Sorry no advise- I just know when our LO goes through these moments where she is needier at night before bed, we have to remind ourselves that it will pass in time. Whether that is a day or two or a week or two... they do pass and she is right back to her normal easy peasy bedtime routine. Best of luck!


----------



## polaris

:hugs:
That sounds like a nightmare! Thomas has gone through lots of patches of night wakings but thankfully he hasn't usually demanded our attention, he would just wake up and chat away to himself for an hour and eventually go back to sleep. I think it is a developmental thing in relation to their minds being so active and learning so many new things at that age. I don't know what the answer is though - maybe just ride it out and hope it passes quickly? And keep interaction to the bare minimum if you do go in to him so that it doesn't become too reinforcing for him to wake. So if you do end up having to stay with him, maybe just lying down beside the bed/cot and pretending to go to sleep yourself?


----------



## moomoo

Yes! DD did although not during the night but settling her for a sleep or nap was a nightmare. She's come out the other side saying 2/3 new words a day and a few more sentences.

She's also decided that she's "scared" of things and her newest thing is "share!" if someone is playing with a toy she's after :)

Oh and she's done 2 wees on the potty this week too x


----------



## tina3747

We have this at the moment, didn't realise there was an 18 month sleep regression:cry:

He's been fab going to bed from a yr old, before that it was hell every single night. Up until a few weeks ago you'd ask him if he wanted to go to bed and off he'd toddle up the stairs no problem.
It's not been bothering me too much him waking in the night, its more he won't go to bed without screaming the house down. I was wondering if it was the fireworks as it was around that time we started having problems. I'm now having a battle with DH as he thinks we should leave him to cry and hell eventually go to sleep. Ill leave him 10 mins max but it doesn't do any good and I'm not comfortable going longer than that.
I'm just so gutted its all gone pear shaped!


----------



## Lina

Yes, he gets hysterical a few hours after having gone quietly to sleep. I bring him into bed with us but he sits up and starts chatting, pointing and tutting:wacko:. After which I take him back to bed, he cries for a few minutes and is back to sleep. It's been like this for the last month.


----------



## mistyscott

Don't know if ours is early, but yes, sleep has gone to pot recently :( I made a thread about it too! 
No advice; I'm just reading no cry sleep solution for ideas!


----------



## mrsdean2009

We had this and all I can say is it does pass and it will get better, even thou it doesn't feel like it when you've been awake for 3hrs in the night!

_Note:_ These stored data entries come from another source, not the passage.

PR #556, opened 2018-10-25
Move composer dependency to dev

Landerstraeten:


veewee:
HI @Landerstraeten,

This won't do:

- `composer-plugin-api`: This one is required for the composer plugin to work. More information can be found here: https://getcomposer.org/doc/articles/plugins.md#creating-a-plugin
- `composer/composer` is used during runtime. See:
  - Configure command
  - `\GrumPHP\Util\Composer`
  - `\GrumPHP\Console\Helper\ComposerHelper`


It is possible to remove the composer/composer dependency if we rewrite the 3 items mentioned above. It can be done by just manually parsing the root composer.json file of the project instead of relying on the composer loader / factory.

src/Console/Application.php
```diff
@@ -183,17 +182,10 @@ protected function initializeComposerHelper(): Helper\ComposerHelper
...
-        try {
-            $composerFile = getcwd().DIRECTORY_SEPARATOR.'composer.json';
-            $configuration = Composer::loadConfiguration();
-            Composer::ensureProjectBinDirInSystemPath($configuration->get('bin-dir'));
-            $rootPackage = Composer::loadRootPackageFromJson($composerFile, $configuration);
-        } catch (RuntimeException $e) {
-            $configuration = null;
-            $rootPackage = null;
-        }
+        $composerFileLocation = getcwd().DIRECTORY_SEPARATOR.'composer.json';
```
janvernieuwe: Is this path always guaranteed correct?
if it can't find the composer.json file, grumphp will crash on `file_get_contents`

src/Util/ComposerFile.php
```diff
@@ -0,0 +1,79 @@
...
+
+        throw new RuntimeException('Could not get bin dir location');
+    }
+
+    /**
+     * @return string|null
+     */
+    public function getConfigDefaultPath()
+    {
+        return null;
```
veewee: Shouldn't you check and return following param?
`$extra['grumphp']['config-default-path'];`

src/Console/Application.php
veewee: No it is not always available. probably better to detect composer.json from current directory and from all parents until one is found?

composer.json
```diff
@@ -22,6 +21,7 @@
         "symfony/yaml": "~2.7|~3.0|~4.0"
     },
     "require-dev": {
+        "composer/composer": "^1.0",
```
veewee: No need for this dependency anymore right?

src/Util/ComposerFile.php
Landerstraeten: Ow yes. Clearly something I forgot todo.

composer.json
Landerstraeten: Not sure. I check this in Symfony Flex. There, they do it too.

src/Console/Application.php
Landerstraeten: There is a check in ComposerFile.php on line 21

src/Util/ComposerFile.php
```diff
@@ -0,0 +1,73 @@
+<?php
+
+declare(strict_types=1);
+
+namespace GrumPHP\Util;
+
+use GrumPHP\Exception\RuntimeException;
+
+class ComposerFile
```
Landerstraeten: - [ ] Add missing test

src/Util/ComposerFile.php
```diff
@@ -0,0 +1,73 @@
...
+            $_SERVER[$pathStr] = $binDir.PATH_SEPARATOR.getenv($pathStr);
+            putenv($pathStr.'='.$_SERVER[$pathStr]);
+        }
+
+        return true;
+    }
+
+    public function getBinDir(): string
+    {
+        return $this->configuration['bin-dir'] ?? 'vendor/bin';
```
Landerstraeten: - [ ] Validate folder exists

src/Console/Application.php
veewee: In the old codebase, there was a catch which returns an empty composer info.
Maybe it's best to catch the error from ComposerFile line 21 and also return an empty Composer instance?
That way, the code keeps on working if there is no composer.json in the cwd (which probably will happen more then once... ;) )

src/Console/Command/ConfigureCommand.php
```diff
@@ -183,22 +182,9 @@ protected function writeConfiguration(array $configuration): bool
...
-            return $defaultBinDir;
-        }
-
-        $config = $this->composer()->getConfiguration();
-        if (!$config->has('bin-dir')) {
-            return $defaultBinDir;
-        }
-
-        return $config->get('bin-dir', Config::RELATIVE_PATHS);
+        return $this->composer()->getComposerFile()->getBinDir();
```
veewee: Maybe also safer to force a relative path as in the old codebase? Not sure too what folder the old code is making the path relative

veewee:
@Landerstraeten  : Can you tell me what the state of this PR is? I'dd love to get this one merged in.
I'll be bumping the composer version in order to get #638 to work.
It seems better to use `composer/composer:^1.8` as a dev dependency and check if our composer plugin also works with version `composer/composer:^1.1` (which is the latest)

Has your LO been through other sleep regressions? I read somewhere that you should continue to act in the same was you did in previous regressions. My solution was to co-sleep until she was back asleep and put her back down. If or when this didn't work I would take her back to her cot and sit on her floor and ignore her until she would lay down and go to sleep. It was an incredibly hard time and I really do sympathise, but it is a phase and it will pass.

They come out the other side with so many new words and understanding just like previous regressions. It's no wonder it happens with so much going on in those little heads :)


----------



## Cattia

mrsdean2009 said:


> We had this and all I can say is it does pass and it will get better, even thou it doesn't feel like it when you've been awake for 3hrs in the night!
> 
> Has your LO been through other sleep regressions? I read somewhere that you should continue to act in the same was you did in previous regressions. My solution was to co-sleep until she was back asleep and put her back down. If or when this didn't work I would take her back to her cot and sit on her floor and ignore her until she would lay down and go to sleep. It was an incredibly hard time and I really do sympathise, but it is a phase and it will pass.
> 
> They come out the other side with so many new words and understanding just like previous regressions. It's no wonder it happens with so much going on in those little heads :)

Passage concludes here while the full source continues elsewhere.